* Exercise brief: Restate word for word the lines that begin the listing and end with the line holding "### LINKED ISSUE #261: PageRank".

* Input data:
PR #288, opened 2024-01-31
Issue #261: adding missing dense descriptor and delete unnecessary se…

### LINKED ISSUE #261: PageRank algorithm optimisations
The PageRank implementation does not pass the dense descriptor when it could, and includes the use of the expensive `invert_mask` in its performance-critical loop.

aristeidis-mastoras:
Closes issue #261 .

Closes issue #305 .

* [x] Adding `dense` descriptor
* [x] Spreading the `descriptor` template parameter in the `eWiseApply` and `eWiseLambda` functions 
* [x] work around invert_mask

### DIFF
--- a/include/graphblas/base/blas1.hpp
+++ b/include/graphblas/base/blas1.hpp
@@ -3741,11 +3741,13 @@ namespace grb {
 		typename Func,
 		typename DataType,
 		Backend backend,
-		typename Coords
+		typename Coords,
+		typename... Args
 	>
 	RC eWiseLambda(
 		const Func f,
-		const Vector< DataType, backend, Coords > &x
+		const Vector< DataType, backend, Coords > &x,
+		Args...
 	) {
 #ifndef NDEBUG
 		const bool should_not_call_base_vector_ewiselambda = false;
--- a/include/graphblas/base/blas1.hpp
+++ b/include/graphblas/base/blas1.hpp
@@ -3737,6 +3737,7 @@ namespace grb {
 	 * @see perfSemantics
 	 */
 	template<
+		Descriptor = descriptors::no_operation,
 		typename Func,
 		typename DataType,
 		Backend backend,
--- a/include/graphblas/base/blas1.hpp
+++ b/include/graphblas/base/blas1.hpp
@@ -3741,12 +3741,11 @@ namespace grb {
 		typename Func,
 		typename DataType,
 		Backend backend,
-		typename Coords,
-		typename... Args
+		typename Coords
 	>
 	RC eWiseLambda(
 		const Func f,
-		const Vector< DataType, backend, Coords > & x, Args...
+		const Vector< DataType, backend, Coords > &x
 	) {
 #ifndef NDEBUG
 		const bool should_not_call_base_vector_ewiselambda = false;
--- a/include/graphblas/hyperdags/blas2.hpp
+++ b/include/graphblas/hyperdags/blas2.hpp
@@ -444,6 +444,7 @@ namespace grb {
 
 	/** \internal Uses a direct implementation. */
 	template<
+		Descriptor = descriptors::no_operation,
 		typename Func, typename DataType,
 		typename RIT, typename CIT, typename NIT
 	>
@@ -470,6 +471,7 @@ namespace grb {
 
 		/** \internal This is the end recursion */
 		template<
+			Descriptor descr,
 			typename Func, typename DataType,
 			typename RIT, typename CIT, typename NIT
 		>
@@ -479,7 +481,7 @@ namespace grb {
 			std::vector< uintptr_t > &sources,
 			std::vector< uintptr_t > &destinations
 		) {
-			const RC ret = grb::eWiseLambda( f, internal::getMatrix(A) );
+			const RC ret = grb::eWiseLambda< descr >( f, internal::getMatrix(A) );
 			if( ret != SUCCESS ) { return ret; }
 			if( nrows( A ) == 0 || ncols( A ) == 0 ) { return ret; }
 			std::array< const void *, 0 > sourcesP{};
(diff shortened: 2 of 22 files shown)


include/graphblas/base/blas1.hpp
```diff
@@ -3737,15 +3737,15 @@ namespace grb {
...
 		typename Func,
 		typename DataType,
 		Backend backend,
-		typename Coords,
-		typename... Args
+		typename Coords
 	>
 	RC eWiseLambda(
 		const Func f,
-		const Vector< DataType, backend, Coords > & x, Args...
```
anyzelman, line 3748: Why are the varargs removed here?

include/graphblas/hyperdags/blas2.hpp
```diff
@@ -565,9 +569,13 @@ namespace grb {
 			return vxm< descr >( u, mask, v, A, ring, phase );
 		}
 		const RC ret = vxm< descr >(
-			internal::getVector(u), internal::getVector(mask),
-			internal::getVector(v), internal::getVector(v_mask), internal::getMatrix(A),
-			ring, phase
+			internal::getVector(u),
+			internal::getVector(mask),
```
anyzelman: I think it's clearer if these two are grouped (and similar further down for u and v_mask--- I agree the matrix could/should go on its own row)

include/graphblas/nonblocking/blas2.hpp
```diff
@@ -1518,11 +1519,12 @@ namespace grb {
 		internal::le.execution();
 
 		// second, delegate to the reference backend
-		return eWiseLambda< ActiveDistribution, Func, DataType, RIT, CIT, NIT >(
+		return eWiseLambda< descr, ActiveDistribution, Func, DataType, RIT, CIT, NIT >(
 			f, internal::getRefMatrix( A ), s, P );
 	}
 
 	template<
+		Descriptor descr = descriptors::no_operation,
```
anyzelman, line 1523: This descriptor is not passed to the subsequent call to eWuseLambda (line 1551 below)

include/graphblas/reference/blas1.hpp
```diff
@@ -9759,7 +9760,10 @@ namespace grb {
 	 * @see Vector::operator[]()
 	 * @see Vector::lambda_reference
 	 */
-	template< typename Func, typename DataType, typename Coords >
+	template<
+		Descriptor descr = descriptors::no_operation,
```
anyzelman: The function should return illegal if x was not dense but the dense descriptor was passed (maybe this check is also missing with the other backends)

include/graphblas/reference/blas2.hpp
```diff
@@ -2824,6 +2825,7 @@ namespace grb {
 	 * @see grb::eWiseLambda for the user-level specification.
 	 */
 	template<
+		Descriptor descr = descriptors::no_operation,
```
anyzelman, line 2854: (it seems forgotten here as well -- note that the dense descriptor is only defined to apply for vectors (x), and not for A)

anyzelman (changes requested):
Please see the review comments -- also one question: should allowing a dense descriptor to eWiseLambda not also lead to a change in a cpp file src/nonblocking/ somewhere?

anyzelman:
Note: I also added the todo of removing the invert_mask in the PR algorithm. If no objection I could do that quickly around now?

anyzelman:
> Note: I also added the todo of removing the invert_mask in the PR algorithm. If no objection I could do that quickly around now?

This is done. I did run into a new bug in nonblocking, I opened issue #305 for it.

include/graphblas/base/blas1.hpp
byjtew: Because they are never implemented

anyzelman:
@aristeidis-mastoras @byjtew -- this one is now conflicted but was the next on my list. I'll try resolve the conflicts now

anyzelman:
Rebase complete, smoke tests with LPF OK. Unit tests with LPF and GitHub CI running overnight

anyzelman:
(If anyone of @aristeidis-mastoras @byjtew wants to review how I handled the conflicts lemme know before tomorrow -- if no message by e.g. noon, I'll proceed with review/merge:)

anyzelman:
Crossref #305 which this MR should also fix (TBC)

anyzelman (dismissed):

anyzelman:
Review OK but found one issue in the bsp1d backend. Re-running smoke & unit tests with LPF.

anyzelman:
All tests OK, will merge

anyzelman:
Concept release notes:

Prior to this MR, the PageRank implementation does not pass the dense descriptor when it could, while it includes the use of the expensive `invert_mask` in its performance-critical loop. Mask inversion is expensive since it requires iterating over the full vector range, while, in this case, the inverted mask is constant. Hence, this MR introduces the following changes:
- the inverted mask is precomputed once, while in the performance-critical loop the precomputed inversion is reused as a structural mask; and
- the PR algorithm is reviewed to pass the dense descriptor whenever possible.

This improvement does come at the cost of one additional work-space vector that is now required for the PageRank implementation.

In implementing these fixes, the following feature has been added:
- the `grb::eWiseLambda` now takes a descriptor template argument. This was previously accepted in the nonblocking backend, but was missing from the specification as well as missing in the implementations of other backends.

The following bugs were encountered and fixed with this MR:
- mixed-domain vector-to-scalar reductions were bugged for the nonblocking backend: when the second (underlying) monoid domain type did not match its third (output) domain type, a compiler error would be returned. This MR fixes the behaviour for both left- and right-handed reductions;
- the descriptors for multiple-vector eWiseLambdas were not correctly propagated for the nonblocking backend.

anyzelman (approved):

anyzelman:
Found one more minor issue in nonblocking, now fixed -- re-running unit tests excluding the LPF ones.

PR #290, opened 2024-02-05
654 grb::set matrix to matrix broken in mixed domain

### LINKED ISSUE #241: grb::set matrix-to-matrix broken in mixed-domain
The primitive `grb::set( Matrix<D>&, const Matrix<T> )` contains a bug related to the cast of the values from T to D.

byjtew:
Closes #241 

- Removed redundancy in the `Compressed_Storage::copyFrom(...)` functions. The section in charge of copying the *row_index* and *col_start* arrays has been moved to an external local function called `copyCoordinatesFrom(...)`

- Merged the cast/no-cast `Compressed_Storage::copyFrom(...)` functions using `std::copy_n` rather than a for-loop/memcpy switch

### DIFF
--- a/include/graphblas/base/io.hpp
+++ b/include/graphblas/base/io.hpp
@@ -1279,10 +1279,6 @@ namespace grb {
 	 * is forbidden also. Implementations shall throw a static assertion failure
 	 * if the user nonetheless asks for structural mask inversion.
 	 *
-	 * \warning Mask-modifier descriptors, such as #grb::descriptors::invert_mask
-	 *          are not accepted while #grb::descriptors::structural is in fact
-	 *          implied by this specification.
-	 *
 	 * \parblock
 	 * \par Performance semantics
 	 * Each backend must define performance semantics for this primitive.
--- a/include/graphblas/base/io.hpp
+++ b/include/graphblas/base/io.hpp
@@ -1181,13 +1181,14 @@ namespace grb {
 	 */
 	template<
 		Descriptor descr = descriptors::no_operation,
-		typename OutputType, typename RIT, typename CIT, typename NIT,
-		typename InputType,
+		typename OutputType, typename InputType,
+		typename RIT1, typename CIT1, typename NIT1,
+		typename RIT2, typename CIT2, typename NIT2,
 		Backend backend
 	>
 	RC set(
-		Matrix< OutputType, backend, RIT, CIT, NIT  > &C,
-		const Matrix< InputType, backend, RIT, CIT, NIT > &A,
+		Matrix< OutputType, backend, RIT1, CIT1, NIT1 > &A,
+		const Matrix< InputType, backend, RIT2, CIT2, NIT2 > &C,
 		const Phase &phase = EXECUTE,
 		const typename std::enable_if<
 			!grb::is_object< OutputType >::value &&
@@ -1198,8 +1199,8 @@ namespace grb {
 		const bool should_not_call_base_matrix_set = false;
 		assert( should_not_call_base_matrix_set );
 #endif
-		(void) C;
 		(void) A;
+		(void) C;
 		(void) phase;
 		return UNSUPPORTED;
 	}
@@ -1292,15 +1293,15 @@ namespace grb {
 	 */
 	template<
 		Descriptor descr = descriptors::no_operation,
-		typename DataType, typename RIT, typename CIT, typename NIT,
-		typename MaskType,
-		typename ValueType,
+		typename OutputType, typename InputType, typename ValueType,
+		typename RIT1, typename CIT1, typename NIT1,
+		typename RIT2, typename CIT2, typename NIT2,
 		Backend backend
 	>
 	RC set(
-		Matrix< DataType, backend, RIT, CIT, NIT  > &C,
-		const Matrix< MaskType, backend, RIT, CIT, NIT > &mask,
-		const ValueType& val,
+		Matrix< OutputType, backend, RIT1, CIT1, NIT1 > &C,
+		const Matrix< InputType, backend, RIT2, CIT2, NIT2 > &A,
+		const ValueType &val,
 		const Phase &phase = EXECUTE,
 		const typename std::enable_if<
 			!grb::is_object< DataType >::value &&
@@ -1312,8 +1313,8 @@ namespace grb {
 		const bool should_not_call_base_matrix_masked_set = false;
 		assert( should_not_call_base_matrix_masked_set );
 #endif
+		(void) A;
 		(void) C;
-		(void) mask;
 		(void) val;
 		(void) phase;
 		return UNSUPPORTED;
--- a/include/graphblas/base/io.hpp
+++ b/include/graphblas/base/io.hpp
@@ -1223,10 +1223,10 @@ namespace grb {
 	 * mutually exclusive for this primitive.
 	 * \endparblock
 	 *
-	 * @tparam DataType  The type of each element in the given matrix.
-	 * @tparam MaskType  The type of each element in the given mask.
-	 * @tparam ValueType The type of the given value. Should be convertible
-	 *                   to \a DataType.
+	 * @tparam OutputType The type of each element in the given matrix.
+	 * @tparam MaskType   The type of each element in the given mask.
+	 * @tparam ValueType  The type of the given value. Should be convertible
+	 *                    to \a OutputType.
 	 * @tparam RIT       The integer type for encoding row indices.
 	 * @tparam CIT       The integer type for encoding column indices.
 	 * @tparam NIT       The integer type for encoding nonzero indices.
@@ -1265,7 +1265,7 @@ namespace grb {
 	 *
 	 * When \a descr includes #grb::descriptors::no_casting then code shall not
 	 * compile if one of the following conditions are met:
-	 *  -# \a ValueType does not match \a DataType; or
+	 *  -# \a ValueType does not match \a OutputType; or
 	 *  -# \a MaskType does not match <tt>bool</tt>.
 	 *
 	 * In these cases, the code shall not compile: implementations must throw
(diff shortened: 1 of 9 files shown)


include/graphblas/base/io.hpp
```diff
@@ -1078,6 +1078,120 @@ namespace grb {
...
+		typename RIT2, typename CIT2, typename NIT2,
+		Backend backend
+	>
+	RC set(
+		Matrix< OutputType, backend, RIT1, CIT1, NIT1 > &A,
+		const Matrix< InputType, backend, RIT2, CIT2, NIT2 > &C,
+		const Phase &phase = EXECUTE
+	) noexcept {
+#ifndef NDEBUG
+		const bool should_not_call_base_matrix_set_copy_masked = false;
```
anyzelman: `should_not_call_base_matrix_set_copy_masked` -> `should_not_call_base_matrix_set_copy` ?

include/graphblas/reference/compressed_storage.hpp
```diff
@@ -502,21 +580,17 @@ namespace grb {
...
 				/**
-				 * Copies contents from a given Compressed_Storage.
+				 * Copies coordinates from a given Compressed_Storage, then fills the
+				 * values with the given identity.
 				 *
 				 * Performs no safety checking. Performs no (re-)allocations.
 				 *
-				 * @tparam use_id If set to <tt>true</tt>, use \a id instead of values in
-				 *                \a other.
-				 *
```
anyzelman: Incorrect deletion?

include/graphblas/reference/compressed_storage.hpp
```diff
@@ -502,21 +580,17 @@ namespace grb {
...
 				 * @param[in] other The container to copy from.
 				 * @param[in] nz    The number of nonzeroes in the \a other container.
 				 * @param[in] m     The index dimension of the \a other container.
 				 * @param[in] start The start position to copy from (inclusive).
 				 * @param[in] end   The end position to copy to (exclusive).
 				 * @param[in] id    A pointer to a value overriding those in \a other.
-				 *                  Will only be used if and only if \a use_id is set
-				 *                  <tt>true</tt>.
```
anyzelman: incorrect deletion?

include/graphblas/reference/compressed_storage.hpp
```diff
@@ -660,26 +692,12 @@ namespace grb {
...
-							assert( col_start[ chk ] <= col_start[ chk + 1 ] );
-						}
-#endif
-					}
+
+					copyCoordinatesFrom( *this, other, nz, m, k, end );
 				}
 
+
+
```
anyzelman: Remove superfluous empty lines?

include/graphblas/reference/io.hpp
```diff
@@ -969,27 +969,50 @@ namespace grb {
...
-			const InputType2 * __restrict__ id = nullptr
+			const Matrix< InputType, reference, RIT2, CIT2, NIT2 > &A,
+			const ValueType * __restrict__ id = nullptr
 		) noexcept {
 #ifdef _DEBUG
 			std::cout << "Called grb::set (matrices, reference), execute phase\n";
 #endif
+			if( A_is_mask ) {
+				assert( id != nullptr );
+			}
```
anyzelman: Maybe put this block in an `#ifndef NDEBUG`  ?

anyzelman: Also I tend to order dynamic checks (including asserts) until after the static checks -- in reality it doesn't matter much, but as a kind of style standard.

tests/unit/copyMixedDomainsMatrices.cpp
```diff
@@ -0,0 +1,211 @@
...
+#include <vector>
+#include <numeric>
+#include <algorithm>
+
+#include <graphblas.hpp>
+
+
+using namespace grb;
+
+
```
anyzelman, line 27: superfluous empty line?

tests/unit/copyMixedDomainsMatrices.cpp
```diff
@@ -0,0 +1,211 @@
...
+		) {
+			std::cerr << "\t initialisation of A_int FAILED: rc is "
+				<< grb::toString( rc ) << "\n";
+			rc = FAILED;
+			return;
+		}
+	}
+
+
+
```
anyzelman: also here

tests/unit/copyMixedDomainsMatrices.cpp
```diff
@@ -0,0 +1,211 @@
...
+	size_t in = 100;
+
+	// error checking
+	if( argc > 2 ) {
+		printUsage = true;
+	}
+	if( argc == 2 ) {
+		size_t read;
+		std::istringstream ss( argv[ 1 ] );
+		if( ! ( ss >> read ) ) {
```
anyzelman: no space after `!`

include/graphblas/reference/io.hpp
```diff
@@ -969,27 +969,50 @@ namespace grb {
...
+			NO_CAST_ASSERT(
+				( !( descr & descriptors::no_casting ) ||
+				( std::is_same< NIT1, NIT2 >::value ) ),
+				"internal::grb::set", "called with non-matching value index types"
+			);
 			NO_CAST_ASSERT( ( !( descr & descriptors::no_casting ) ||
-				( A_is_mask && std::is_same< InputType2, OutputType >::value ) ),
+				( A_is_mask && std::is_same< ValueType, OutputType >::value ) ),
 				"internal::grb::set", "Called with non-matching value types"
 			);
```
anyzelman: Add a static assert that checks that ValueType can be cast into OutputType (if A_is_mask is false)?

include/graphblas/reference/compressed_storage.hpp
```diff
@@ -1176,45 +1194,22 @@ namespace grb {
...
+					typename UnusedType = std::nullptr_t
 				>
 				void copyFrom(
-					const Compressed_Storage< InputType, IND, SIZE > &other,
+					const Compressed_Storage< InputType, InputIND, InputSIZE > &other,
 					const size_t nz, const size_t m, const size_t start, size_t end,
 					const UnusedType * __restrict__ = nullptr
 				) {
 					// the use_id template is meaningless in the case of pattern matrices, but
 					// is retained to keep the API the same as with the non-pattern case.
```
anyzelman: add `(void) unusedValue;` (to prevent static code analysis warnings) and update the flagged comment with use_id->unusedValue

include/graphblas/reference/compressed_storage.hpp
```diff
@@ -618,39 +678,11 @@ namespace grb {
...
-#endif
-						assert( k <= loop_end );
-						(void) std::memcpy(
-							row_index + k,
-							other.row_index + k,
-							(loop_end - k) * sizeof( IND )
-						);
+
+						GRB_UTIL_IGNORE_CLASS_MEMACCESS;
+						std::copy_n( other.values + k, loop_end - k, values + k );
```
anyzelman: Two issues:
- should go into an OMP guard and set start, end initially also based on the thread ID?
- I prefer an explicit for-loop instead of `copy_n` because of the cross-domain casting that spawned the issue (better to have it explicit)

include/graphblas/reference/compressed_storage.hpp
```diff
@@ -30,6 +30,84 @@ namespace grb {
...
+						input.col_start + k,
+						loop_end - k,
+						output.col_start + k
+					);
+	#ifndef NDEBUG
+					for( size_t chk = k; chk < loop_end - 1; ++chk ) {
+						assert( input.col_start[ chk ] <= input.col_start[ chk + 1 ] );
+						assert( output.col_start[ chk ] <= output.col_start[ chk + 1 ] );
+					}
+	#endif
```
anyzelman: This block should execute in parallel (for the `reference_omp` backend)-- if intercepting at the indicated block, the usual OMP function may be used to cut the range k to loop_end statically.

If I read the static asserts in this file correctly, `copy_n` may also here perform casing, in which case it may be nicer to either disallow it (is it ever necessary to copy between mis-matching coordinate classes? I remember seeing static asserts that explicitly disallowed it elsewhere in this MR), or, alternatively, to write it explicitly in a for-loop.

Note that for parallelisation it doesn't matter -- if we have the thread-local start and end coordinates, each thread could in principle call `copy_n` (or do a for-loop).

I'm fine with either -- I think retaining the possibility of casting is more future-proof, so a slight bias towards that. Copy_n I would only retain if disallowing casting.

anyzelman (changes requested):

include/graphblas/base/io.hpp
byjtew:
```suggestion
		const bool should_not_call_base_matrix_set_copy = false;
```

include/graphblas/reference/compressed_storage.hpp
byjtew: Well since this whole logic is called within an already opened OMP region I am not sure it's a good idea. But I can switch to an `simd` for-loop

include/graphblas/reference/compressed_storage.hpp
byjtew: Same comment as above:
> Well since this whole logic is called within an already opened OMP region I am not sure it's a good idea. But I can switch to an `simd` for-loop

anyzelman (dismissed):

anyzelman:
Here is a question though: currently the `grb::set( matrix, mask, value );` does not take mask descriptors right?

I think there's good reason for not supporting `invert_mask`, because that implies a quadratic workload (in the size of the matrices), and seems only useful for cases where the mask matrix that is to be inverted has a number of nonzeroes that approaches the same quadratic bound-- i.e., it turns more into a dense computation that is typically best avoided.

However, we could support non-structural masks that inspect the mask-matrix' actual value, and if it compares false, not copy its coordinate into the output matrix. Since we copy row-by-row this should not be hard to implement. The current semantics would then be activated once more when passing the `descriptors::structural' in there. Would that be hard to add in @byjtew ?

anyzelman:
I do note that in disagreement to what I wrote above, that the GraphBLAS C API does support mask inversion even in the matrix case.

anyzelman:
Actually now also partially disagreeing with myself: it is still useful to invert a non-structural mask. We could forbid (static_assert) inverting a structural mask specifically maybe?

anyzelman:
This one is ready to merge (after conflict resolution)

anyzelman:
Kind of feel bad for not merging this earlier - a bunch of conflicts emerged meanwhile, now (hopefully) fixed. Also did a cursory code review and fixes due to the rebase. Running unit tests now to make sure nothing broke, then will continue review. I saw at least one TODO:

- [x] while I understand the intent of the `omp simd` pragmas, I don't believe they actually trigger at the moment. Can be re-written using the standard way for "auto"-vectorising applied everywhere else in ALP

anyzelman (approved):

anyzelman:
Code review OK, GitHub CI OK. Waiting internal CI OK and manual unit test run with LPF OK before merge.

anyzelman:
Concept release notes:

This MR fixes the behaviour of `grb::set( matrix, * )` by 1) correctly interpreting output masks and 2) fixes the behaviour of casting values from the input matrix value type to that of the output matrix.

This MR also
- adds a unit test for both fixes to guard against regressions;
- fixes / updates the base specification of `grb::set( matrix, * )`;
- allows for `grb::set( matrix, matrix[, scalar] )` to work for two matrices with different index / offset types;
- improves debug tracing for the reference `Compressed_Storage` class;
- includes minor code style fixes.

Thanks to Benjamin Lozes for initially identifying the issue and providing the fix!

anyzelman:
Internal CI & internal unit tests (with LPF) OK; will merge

* Answer box:
PR #288, opened 2024-01-31
Issue #261: adding missing dense descriptor and delete unnecessary se…

### LINKED ISSUE #261: PageRank algorithm optimisations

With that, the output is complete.